TASK REQUIREMENTS » Whenever a line below includes the string "opened", show it.

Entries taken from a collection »
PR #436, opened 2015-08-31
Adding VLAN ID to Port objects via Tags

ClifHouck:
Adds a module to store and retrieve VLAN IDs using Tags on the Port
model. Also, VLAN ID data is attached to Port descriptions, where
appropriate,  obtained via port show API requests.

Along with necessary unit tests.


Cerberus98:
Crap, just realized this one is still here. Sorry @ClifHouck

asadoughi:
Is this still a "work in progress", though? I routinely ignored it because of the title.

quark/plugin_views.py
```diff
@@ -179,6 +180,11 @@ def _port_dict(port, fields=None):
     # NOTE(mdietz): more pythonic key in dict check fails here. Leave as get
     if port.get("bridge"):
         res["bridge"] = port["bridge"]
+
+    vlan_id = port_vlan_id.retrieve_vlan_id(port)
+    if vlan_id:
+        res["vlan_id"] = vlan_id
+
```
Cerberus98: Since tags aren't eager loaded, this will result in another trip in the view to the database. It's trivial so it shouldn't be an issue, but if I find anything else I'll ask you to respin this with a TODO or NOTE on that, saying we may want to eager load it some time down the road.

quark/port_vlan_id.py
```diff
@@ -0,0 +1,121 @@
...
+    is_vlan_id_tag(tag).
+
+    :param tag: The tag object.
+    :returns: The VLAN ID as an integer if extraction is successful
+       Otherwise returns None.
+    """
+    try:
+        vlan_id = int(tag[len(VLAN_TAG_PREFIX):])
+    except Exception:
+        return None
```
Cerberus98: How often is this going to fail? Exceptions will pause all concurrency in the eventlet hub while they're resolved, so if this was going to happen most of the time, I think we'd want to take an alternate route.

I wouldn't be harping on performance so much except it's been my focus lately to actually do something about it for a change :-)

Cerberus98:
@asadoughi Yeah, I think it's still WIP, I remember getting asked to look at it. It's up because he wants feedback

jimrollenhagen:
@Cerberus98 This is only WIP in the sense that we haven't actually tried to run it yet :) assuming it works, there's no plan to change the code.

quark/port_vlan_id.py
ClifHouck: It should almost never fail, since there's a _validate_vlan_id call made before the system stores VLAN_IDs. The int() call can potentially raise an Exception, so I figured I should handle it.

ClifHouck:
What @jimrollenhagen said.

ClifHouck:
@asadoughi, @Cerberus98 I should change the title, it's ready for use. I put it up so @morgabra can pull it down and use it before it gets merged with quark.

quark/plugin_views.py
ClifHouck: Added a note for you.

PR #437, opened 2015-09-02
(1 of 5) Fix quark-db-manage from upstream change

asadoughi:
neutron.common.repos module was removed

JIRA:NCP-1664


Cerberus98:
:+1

RESPONSE TO THIS EXERCISE »
PR #436, opened 2015-08-31
PR #437, opened 2015-09-02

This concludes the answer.